If so, the DH has recently issued guidance on the management of clinical negligence risks arising from treatment delivered to NHS patients. This guidance was issued in the form of a letter to Strategic Health Authority (SHA) and PCT chief executives on 2 June 2011, (the guidance).
Under the terms of ECN/FCN contracts, independent sector providers are indemnified by the Secretary of State (as agent for the PCT).
At present, independent sector providers cannot become members of the clinical negligence scheme for trusts (CNST). In order to manage clinical negligence risks arising from treatment delivered to NHS patients, the NHS Standard Contract for Acute Services at clause 26.2 (Liability and Indemnity) therefore requires all providers to put in place appropriate indemnity arrangements or commercial insurance in relation to clinical negligence. The choice between the two approaches is at the election of the independent sector provider.
Where a provider elects a PCT indemnity, rather than commercial insurance, then the PCT must follow the guidance.
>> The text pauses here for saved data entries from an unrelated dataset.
PR #3803, opened 2016-10-01
oEmbed field: Fix some notices for PHP and JS

JoryHogeveen:
Title says it all.
Mostly JS/PHP linting stuff. One warning ($css_id not defined)

PR #3850, opened 2016-11-05
Make field labels translatable

### LINKED ISSUE #3849: Make field type labels translatable
Currently the field labels are fixed, wrap all labels in __() to enable i18n.

JoryHogeveen:
Fixes #3849

**Todo for 2.7:**
- [ ] Make `Link` field label translatable
- [x] Make `oEmbed` field label translatable #3803 
- [x] Make `Address` field label translatable #3634

### DIFF
--- a/classes/fields/taxonomy.php
+++ b/classes/fields/taxonomy.php
@@ -12,6 +12,7 @@ class PodsField_Taxonomy extends PodsField_Pick {
      * @since 2.0
      */
     public function __construct () {
+	    parent::__construct();
 		// this field type just maps to the relationship field
     }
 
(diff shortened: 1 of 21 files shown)


classes/fields/taxonomy.php
```diff
@@ -12,6 +12,7 @@ class PodsField_Taxonomy extends PodsField_Pick {
      * @since 2.0
      */
     public function __construct () {
+	    parent::__construct();
```
sc0ttkclark: Shouldn't there be a Taxonomy label for this?

JoryHogeveen: > this field type just maps to the relationship field

No real use I guess since everywhere in Pods this field is called a relationship field. 
From the looks of it this file is there for backwards compatibility?

sc0ttkclark: We'll leave it since we're not doing that anywhere else (like Avatar) since we're not calling the properties via `static::$property` and only using `self::$property` in the various places.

The guidance provides instructions describing the arrangements to be put in place where an indemnity backed by the PCT’s CNST membership is to be used. Annex A to the guidance sets out the form of indemnity that must be entered and the document to be signed where there is a coordinating commissioner and associate commissioners. In addition, the independent sector provider must pay a monthly contribution for the indemnity, and this must be set according to methodology set out in the guidance. There is nothing to prevent parties applying this solution to other contracts for commissioned NHS activity. However, in other situations, DH and SHA approval must be sought and the NHS Litigation Authority notified.